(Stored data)
PR #15539, opened 2022-11-23
server: add placeholder glue for rate limit handler

boxofrad:
### Description
This PR adds a no-op implementation of the rate-limit handler and exposes it on the `consul.Server` struct.

It allows us to start working on the net/rpc and gRPC interceptors and config (re)loading logic, without having to implement the full handler up-front.


agent/consul/rate/handler.go
```diff
@@ -0,0 +1,103 @@
...
+// Operation the client is attempting to perform.
+type Operation struct {
+	// Name of the RPC endpoint (e.g. "Foo.Bar" for net/rpc and "/foo.service/Bar" for gRPC).
+	Name string
+
+	// SourceAddr is the client's (or forwarding server's) IP address.
+	SourceAddr net.Addr
+
+	// Type of operation to be performed (e.g. read or write).
+	Type OperationType
```
boxofrad, line 45: The RFC mentions keeping a mapping of RPC names to operation type (i.e. read vs write).

I wasn't sure whether we wanted to implement this in the generic handler or in the interceptors themselves, but as the RFC also mentions possibly automating this using protobuf annotations I exposed this on the `Operation` struct incase we handle net/rpc and gRPC methods separately.

We won't be adding any more net/rpc handlers, so I think it's ok to have a static list for these.

Also, with the upcoming controller-based architecture we can implement rate-limiting at the state store which removes this problem entirely (as it's very clear what is a read vs write).

agent/consul/rate/handler.go
```diff
@@ -0,0 +1,103 @@
...
+const (
+	// OperationTypeRead represents a read operation.
+	OperationTypeRead OperationType = iota
+
+	// OperationTypeWrite represents a write operation.
+	OperationTypeWrite
+)
+
+// Operation the client is attempting to perform.
+type Operation struct {
```
boxofrad, line 37: We might also want to add a `Category` field to this struct (e.g. `CategoryKV`, `CategoryCatalog`).

agent/consul/server.go
```diff
@@ -462,6 +466,13 @@ func NewServer(config *Config, flat Deps, externalGRPCServer *grpc.Server) (*Ser
 		Logger:   logger.Named("hcp_manager"),
 	})
 
+	// TODO(NET-1380, NET-1381): thread this into the net/rpc and gRPC interceptors.
+	s.incomingRPCLimiter = rpcRate.NewHandler(rpcRate.HandlerConfig{
```
boxofrad, line 470: We may actually need to do this in agent/agent.go because the external gRPC server is shared between client and server agents 🤔

agent/consul/rate/handler.go
```diff
@@ -0,0 +1,103 @@
...
+// exhausted (e.g. log and allow, or reject).
+type Mode int
+
+const (
+	// ModePermissive causes the handler to log the rate-limited operation but
+	// still allow it to proceed.
+	ModePermissive Mode = iota
+
+	// ModeEnforce causes the handler to reject the rate-limted operation.
+	ModeEnforce
```
jmurret, line 22: This comment is not particular to this PR but is a small nit that spans the RFCs that is hopefully a quick discussion and does not devolve into "Naming Things Is Hard!".

TLDR: I'd like to change "enforce" to "enforced" so both modes are adjectives.

LONGER CONTEXT:
The meat RFC refers to Mode and Action but eventually settles on Mode. To cut to the chase, Mode should have adjectives - permissive, strict, enforced, etc. If we named this action, the values would be verbs- enforce, permit, allow, etc.

I think the simple enforce -> enforced is easy and does not open the door too much.

agent/consul/rate/handler.go
```diff
@@ -0,0 +1,158 @@
...
+func (gl globalLimit) Key() []byte {
+	return multilimiter.Key(gl.ConfigKey(), []byte("limiter"))
+}
+
+// ConfigKey is the key of the multilimiter tree node in which the config lives.
+//
+// TODO: we have to do this beacause the multilimiter doesn't currently support
+// setting config directly on a leaf node, which we were eventually going to do
+// for per-identity/per-tenant limits. Maybe we should do that sooner?
+func (gl globalLimit) ConfigKey() []byte { return []byte(gl) }
```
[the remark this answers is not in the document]
dhiaayachi: See my last commit, it should be available now 😆 !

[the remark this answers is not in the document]
boxofrad: Wow! Like lightning ⚡ 😆

agent/consul/rate/handler.go
dhiaayachi: The lexicologie in the RFC was based on the selinux terms. I double checked what selinux use for the config and found out it actually use:
- disabled
- permissive
- enforcing

I'm not sure what is the reasoning behind that, If any, but I thought I would mention it. 

That said I'm good with naming this enforced too.

agent/consul/server.go
dhiaayachi, line 470: I'm not sure this is the right place for grpc, as at that level the grpc server is already created and we need to add the interceptor at the creation.

agent/consul/rate/handler.go
```diff
@@ -0,0 +1,158 @@
...
+	// GlobalReadConfig configures the global rate limiter for read operations.
+	GlobalReadConfig multilimiter.LimiterConfig
+}
+
+type HandlerDelegate interface {
+	// IsLeader is used to determine whether the operation is being performed
+	// against the cluster leader, such that if it can _only_ be performed by
+	// the leader (e.g. write operations) we don't tell clients to retry against
+	// a different server.
+	IsLeader() bool
```
dhiaayachi, line 93: I guess this will in the future also have isForwarded(), to check if a request is forwarded from another server?

agent/consul/rate/handler.go
```diff
@@ -0,0 +1,158 @@
...
+
+	// SourceAddr is the client's (or forwarding server's) IP address.
+	SourceAddr net.Addr
+
+	// Type of operation to be performed (e.g. read or write).
+	Type OperationType
+}
+
+// Handler enforces rate limits for incoming RPCs.
+type Handler struct {
```
dhiaayachi, line 65: We will need to have a logger and be able to emit metrics in the handler.

dhiaayachi (commented):
Thank you for putting this together @boxofrad. It's cool to see things fit together 😄 !

I added few thoughts but I think this is definitely going the right direction.

agent/consul/rate/handler.go
boxofrad: Yep! I'm aware that we're planning to do some buffering and wasn't sure whether the handler would do this, or we'd encapsulate it in a wrapper around the logger (which would be my preference).

Anyway, we can tackle that in a future PR 🙇🏻

boxofrad: Yep! I'm aware that we're planning to do some buffering and wasn't sure whether the handler would do this, or we'd encapsulate it in a wrapper around the logger (which would be my preference).

Anyway, we can tackle that in a future PR 🙇🏻

agent/consul/rate/handler.go
boxofrad: Good question! I guess we'd need to compare the source IP to the known list of server addresses (for net/rpc at least) which would be something we'd put on the delegate, yeah.

agent/consul/server.go
boxofrad: It's a little awkward for sure. An alternative would be to put it on `BaseDeps` which doesn't feel right either, as we'll never actually use it on client agents.

Here's how I'm using it in my draft gRPC PR:

https://github.com/hashicorp/consul/blob/c6c6ec999d06263e6c997afa14d8b955add9297a/agent/agent.go#L565-L578

https://github.com/hashicorp/consul/blob/c6c6ec999d06263e6c997afa14d8b955add9297a/agent/consul/server.go#L1830-L1833

agent/consul/rate/handler.go
boxofrad: Nice! Have changed to `enforcing`.

agent/consul/rate/handler.go
```diff
@@ -0,0 +1,158 @@
...
+}
+
+// Run the limiter cleanup routine until the given context is canceled.
+//
+// Note: this starts a goroutine.
+func (h *Handler) Run(ctx context.Context) {
+	h.limiter.Run(ctx)
+}
+
+// Allow returns an error if the given operation is now allowed to proceed
```
analogue, line 119: s/now/not

jmurret (approved):
Nice work @boxofrad.  Thank you for all of the hard work and thought you have put into this rate limiting project!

WHAT YOU ARE ASKED TO DO: Every line above that contains the word "multilimiter" should be reported.

COMPLETED EXERCISE:
+	return multilimiter.Key(gl.ConfigKey(), []byte("limiter"))
+// ConfigKey is the key of the multilimiter tree node in which the config lives.
+// TODO: we have to do this beacause the multilimiter doesn't currently support
+	GlobalReadConfig multilimiter.LimiterConfig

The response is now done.